Instructions to follow: Return only those lines of the listing that hold the word "through".

Input material:
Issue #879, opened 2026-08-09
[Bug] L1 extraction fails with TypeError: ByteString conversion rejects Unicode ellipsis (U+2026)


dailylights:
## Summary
* * *
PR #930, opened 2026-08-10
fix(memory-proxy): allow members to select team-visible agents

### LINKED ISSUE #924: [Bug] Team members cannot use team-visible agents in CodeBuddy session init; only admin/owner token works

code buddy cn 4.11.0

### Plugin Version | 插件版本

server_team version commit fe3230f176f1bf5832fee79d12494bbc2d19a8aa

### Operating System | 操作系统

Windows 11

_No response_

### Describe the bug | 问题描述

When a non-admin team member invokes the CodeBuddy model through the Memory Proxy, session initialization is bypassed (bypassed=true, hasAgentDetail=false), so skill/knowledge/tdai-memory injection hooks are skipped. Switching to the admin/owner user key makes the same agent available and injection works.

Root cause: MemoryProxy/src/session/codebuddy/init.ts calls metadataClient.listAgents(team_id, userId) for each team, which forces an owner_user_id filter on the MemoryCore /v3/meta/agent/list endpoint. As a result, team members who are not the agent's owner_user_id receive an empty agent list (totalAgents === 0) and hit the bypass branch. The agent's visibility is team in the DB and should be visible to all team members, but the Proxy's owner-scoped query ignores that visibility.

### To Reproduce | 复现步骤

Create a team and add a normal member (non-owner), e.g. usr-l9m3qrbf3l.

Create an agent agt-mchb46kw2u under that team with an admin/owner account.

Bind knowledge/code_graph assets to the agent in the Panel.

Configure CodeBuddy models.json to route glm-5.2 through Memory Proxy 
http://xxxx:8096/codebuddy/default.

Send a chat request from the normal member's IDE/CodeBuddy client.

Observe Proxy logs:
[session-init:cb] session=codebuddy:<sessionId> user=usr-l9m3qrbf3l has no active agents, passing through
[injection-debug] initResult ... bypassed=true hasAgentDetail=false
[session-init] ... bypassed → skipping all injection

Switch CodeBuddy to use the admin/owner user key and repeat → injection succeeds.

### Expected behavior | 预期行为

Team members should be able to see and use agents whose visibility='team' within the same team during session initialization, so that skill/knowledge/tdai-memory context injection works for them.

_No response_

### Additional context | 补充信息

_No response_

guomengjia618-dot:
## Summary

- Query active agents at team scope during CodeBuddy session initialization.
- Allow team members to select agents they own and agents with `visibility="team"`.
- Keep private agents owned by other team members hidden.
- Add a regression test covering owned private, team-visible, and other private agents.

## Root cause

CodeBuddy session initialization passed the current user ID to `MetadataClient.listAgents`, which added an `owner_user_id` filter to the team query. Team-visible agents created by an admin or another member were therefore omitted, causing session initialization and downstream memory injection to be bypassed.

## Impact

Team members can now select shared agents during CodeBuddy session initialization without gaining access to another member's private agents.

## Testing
==
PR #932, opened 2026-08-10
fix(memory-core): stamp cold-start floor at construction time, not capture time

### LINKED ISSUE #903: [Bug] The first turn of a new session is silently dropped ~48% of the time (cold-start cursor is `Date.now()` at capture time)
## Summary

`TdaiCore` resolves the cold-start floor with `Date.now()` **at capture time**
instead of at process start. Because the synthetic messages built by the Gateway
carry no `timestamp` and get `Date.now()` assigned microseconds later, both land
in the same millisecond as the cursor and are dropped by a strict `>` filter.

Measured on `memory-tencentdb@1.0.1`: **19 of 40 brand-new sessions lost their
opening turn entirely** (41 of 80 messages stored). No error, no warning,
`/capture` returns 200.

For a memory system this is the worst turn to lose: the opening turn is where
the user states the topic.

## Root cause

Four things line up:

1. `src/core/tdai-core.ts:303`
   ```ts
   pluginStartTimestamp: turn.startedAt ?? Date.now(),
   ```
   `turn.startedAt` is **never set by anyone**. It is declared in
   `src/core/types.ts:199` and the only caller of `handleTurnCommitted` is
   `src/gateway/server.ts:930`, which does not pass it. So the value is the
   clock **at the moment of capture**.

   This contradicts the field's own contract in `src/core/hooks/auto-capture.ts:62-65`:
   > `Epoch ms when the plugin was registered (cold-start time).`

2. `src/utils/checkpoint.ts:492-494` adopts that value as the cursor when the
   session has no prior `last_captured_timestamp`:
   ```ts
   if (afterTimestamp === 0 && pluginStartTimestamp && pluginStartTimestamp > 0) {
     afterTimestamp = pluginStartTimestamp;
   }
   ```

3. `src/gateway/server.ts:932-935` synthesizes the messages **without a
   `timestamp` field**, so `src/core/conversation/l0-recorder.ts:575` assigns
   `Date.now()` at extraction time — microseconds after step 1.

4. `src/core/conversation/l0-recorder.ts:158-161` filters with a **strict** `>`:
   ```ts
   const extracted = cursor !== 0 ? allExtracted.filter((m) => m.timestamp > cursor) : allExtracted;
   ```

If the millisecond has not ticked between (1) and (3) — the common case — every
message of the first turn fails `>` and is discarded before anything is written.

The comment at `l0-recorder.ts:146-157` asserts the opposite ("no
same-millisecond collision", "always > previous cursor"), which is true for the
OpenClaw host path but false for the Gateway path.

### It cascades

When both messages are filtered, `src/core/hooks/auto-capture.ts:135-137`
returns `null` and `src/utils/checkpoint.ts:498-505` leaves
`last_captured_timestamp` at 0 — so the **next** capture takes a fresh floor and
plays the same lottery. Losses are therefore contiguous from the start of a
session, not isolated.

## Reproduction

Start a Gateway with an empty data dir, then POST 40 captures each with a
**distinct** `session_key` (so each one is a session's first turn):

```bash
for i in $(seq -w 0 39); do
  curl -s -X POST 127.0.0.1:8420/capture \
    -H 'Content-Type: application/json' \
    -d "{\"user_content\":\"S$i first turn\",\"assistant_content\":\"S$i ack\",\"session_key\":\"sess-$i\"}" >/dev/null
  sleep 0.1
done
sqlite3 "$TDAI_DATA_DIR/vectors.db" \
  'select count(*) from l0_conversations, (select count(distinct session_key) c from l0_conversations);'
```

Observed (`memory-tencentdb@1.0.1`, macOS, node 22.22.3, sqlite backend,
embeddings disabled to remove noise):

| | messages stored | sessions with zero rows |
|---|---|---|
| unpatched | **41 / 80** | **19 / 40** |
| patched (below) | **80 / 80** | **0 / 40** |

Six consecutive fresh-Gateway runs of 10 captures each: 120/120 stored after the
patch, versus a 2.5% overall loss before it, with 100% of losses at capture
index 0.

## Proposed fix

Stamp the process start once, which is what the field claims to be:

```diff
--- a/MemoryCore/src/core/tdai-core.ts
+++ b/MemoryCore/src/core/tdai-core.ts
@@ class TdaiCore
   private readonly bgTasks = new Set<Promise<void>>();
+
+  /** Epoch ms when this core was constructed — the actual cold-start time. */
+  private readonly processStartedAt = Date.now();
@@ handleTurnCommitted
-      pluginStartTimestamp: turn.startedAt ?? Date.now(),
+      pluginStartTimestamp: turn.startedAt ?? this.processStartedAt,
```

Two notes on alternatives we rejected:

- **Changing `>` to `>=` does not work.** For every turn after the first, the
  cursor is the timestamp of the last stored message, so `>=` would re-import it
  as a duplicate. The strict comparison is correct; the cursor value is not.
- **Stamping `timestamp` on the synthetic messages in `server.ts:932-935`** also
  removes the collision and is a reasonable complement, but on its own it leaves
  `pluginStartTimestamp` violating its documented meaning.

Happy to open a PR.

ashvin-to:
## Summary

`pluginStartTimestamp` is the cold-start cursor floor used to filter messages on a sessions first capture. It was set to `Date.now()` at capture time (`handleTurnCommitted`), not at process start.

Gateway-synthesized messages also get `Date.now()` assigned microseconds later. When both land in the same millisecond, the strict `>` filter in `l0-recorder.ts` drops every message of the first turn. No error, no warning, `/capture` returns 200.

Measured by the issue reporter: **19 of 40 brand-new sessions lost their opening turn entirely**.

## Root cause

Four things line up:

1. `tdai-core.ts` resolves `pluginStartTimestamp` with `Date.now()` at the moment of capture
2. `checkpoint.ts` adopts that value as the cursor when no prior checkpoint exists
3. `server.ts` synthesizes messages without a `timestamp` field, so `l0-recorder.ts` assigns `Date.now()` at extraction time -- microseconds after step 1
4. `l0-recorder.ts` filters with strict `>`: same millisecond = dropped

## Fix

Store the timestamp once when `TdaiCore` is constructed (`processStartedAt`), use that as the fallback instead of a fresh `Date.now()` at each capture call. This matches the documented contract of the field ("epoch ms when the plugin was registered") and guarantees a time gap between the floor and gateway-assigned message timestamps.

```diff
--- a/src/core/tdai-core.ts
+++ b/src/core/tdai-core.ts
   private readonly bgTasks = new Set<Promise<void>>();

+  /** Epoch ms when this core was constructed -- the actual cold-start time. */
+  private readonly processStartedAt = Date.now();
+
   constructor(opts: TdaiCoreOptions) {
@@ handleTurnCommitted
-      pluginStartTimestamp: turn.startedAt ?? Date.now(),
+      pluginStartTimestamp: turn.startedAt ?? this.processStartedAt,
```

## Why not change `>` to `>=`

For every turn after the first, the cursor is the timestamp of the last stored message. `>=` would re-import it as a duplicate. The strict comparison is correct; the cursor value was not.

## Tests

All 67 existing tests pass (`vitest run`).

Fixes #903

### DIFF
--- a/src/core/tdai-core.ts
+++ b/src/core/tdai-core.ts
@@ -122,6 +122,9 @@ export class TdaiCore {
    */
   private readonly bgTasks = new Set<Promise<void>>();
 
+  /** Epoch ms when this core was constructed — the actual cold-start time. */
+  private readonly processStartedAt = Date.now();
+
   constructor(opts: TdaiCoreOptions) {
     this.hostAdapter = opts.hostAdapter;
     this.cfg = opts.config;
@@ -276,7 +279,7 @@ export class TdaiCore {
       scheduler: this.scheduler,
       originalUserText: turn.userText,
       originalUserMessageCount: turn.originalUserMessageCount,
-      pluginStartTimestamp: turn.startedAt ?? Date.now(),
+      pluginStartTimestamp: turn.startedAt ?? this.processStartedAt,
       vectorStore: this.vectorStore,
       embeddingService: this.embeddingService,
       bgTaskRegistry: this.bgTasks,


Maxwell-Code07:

Exercise output:
When a non-admin team member invokes the CodeBuddy model through the Memory Proxy, session initialization is bypassed (bypassed=true, hasAgentDetail=false), so skill/knowledge/tdai-memory injection hooks are skipped. Switching to the admin/owner user key makes the same agent available and injection works.
Configure CodeBuddy models.json to route glm-5.2 through Memory Proxy 
[session-init:cb] session=codebuddy:<sessionId> user=usr-l9m3qrbf3l has no active agents, passing through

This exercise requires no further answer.